Reproduce all entries verbatim, with nothing added or dropped.

(Beginning of DATA TO PROCESS)

PR #427, opened 2022-01-03
Creates symlink for current version in CSI driver in the agent bin

0sewa0:
```
I have no name!@java-glibc-56978775fb-rbpfs:/$ ls -l opt/dynatrace/oneagent-paas/agent/bin/
total 16
drwxr-xr-x 6 root root 4096 Jan  3 15:14 1.233.1.20211231-040645
drwxr-xr-x 2 root root 4096 Jan  3 15:14 any
lrwxrwxrwx 1 root root   23 Jan  3 15:24 current -> 1.233.1.20211231-040645     <== ADDS THIS SYMLINK 
drwxr-xr-x 2 root root 4096 Jan  3 15:14 linux-musl-x86-64
drwxr-xr-x 2 root root 4096 Jan  3 15:14 linux-x86-64
```

### DIFF
--- a/src/controllers/csi/metadata/path_resolver.go
+++ b/src/controllers/csi/metadata/path_resolver.go
@@ -34,6 +34,14 @@ func (pr PathResolver) AgentBinaryDirForVersion(tenantUUID string, version strin
 	return filepath.Join(pr.AgentBinaryDir(tenantUUID), version)
 }
 
+func (pr PathResolver) RelativeSymlinkForVersion(version string) string {
+	return filepath.Join(".", version)
+}
+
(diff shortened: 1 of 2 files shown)


src/controllers/csi/metadata/path_resolver.go
```diff
@@ -34,6 +34,14 @@ func (pr PathResolver) AgentBinaryDirForVersion(tenantUUID string, version strin
 	return filepath.Join(pr.AgentBinaryDir(tenantUUID), version)
 }
 
+func (pr PathResolver) RelativeSymlinkForVersion(version string) string {
```
chrismuellner, line 37: this is not a symlink yet, just the directory

chrismuellner (approved):

PR #433, opened 2022-01-05
Propagates tls cert to oneagents

0sewa0:
If `tlsSecretName` is set in the activeGate section then the value of the `server.crt` key in the provided secret will be propagated into
the oneagent Daemonset, and to the standalone agents. 

The value is put into `/var/lib/dynatrace/oneagent/agent/customkeys/custom.pem`.

### DIFF
--- a/src/controllers/dynakube/oneagent/daemonset/volumes.go
+++ b/src/controllers/dynakube/oneagent/daemonset/volumes.go
@@ -13,6 +13,10 @@ func prepareVolumeMounts(instance *dynatracev1beta1.DynaKube) []corev1.VolumeMou
 		volumeMounts = append(volumeMounts, getCertificateMount())
 	}
 
+	if instance.HasActiveGateTLS() {
+		volumeMounts = append(volumeMounts, getTLSMount())
+	}
+
 	volumeMounts = append(volumeMounts, rootMount)
 	return volumeMounts
 }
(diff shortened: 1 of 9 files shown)


config/samples/applicationMonitoring.yaml
```diff
@@ -137,3 +137,8 @@ spec:
     #     [connectivity]
     #     networkZone=
     #   valueFrom: myCustomPropertiesConfigMap
+
+    # Optional: the name of a secret containing ActiveGate TLS cert+key and password. If not set, self-signed certificate is used.
+    # server.p12: certificate+key pair in pkcs12 format
+    #
+    # tlsSecretName: "my-tls-secret"
```
chrismuellner, line 144: please move the samples into a separate PR as it's not connected to the logic change :)

meik99 (approved):

src/controllers/dynakube/oneagent/daemonset/volumes.go
```diff
@@ -24,6 +28,13 @@ func getCertificateMount() corev1.VolumeMount {
 	}
 }
 
+func getTLSMount() corev1.VolumeMount {
+	return corev1.VolumeMount{
+		Name:      "tls",
+		MountPath: "/var/lib/dynatrace/oneagent/agent/customkeys",
```
mjgrzybek, line 34: Please make it const and reuse it in `pod_mutator.go:717`

mjgrzybek (approved):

(End of DATA TO PROCESS)

> **ANSWER SECTION**:
PR #427, opened 2022-01-03
Creates symlink for current version in CSI driver in the agent bin

0sewa0:
```
I have no name!@java-glibc-56978775fb-rbpfs:/$ ls -l opt/dynatrace/oneagent-paas/agent/bin/
total 16
drwxr-xr-x 6 root root 4096 Jan  3 15:14 1.233.1.20211231-040645
drwxr-xr-x 2 root root 4096 Jan  3 15:14 any
lrwxrwxrwx 1 root root   23 Jan  3 15:24 current -> 1.233.1.20211231-040645     <== ADDS THIS SYMLINK 
drwxr-xr-x 2 root root 4096 Jan  3 15:14 linux-musl-x86-64
drwxr-xr-x 2 root root 4096 Jan  3 15:14 linux-x86-64
```

### DIFF
--- a/src/controllers/csi/metadata/path_resolver.go
+++ b/src/controllers/csi/metadata/path_resolver.go
@@ -34,6 +34,14 @@ func (pr PathResolver) AgentBinaryDirForVersion(tenantUUID string, version strin
 	return filepath.Join(pr.AgentBinaryDir(tenantUUID), version)
 }
 
+func (pr PathResolver) RelativeSymlinkForVersion(version string) string {
+	return filepath.Join(".", version)
+}
+
(diff shortened: 1 of 2 files shown)


src/controllers/csi/metadata/path_resolver.go
```diff
@@ -34,6 +34,14 @@ func (pr PathResolver) AgentBinaryDirForVersion(tenantUUID string, version strin
 	return filepath.Join(pr.AgentBinaryDir(tenantUUID), version)
 }
 
+func (pr PathResolver) RelativeSymlinkForVersion(version string) string {
```
chrismuellner, line 37: this is not a symlink yet, just the directory

chrismuellner (approved):

PR #433, opened 2022-01-05
Propagates tls cert to oneagents

0sewa0:
If `tlsSecretName` is set in the activeGate section then the value of the `server.crt` key in the provided secret will be propagated into
the oneagent Daemonset, and to the standalone agents. 

The value is put into `/var/lib/dynatrace/oneagent/agent/customkeys/custom.pem`.

### DIFF
--- a/src/controllers/dynakube/oneagent/daemonset/volumes.go
+++ b/src/controllers/dynakube/oneagent/daemonset/volumes.go
@@ -13,6 +13,10 @@ func prepareVolumeMounts(instance *dynatracev1beta1.DynaKube) []corev1.VolumeMou
 		volumeMounts = append(volumeMounts, getCertificateMount())
 	}
 
+	if instance.HasActiveGateTLS() {
+		volumeMounts = append(volumeMounts, getTLSMount())
+	}
+
 	volumeMounts = append(volumeMounts, rootMount)
 	return volumeMounts
 }
(diff shortened: 1 of 9 files shown)


config/samples/applicationMonitoring.yaml
```diff
@@ -137,3 +137,8 @@ spec:
     #     [connectivity]
     #     networkZone=
     #   valueFrom: myCustomPropertiesConfigMap
+
+    # Optional: the name of a secret containing ActiveGate TLS cert+key and password. If not set, self-signed certificate is used.
+    # server.p12: certificate+key pair in pkcs12 format
+    #
+    # tlsSecretName: "my-tls-secret"
```
chrismuellner, line 144: please move the samples into a separate PR as it's not connected to the logic change :)

meik99 (approved):

src/controllers/dynakube/oneagent/daemonset/volumes.go
```diff
@@ -24,6 +28,13 @@ func getCertificateMount() corev1.VolumeMount {
 	}
 }
 
+func getTLSMount() corev1.VolumeMount {
+	return corev1.VolumeMount{
+		Name:      "tls",
+		MountPath: "/var/lib/dynatrace/oneagent/agent/customkeys",
```
mjgrzybek, line 34: Please make it const and reuse it in `pod_mutator.go:717`

mjgrzybek (approved):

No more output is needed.